We'll adapt to the new medium of the internet. Hopefully without a 30 years
war though.

[0]
[https://www.ted.com/talks/clay_shirky_how_the_internet_will_...](https://www.ted.com/talks/clay_shirky_how_the_internet_will_one_day_transform_government/transcript)

------
tripzilch
" ... but I will defend to the death your right to say it."

Sure Facebook makes it worse, but the whole American cultural idea of free
speech _itself_ is already optimized for outrage.

Every single discussion about free speech I see Americans gloat and _pride_
themselves over specifically defending the most _offensive_ types of free
speech, because, just like self-flagellation, it shows of dedication to the
cause (in spite of common sense or decency).

I'll never forget the time when some extremist religious cooks wanted to bully
the funerals of gay US soldiers, and the entire fucking country came to the
defence of the bullies' right to freedom of harassment (I mean, speech),
instead of the grieving families.

Yeah that story is a bit old, but the cultural phenomenon hasn't changed a
bit. This was just the first time that I realized (again) that the blind
acceptance of anything as a fundamental truth (or right) is dumb as hell when
you take it to the logical extreme.

The more outrageous the type of speech is, the more vehemently Americans will
defend it, which they see as a point of pride.

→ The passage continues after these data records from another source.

PR #537, opened 2025-02-14
fix quoting of arguments

mcalmer:
## What does this PR change?

Should fix

```
:"/usr/bin/sh: line 13: --set-cname: command not found
```

error

## Codespace

## Test coverage
- No tests: already covered

- [x] **DONE**

## Changelogs

- [x] No changelog needed

# Before you merge

### DIFF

And it is _this_ culture that built the world's largest social network
platforms, so you'll see this behaviour reflect there. It also just happens
these platforms are particularly fertile ground to both these types of
behaviour, so the entire problem gets broadcast, amplified and generally just
worse.

------
wasmburger
Don't people know how to use Facebook? There's no outrage on my newsfeed
because I've eliminated/unfollowed/hidden it. My cool friends and family are
left, I'm reading some pretty interesting groups I like, and I try not to
argue/provoke anyone when I make comments. This doesn't inhibit my speech, it
only makes me pay attention to tone. I wish the people who hate Facebook would
get off it and then talk about something else that interests them.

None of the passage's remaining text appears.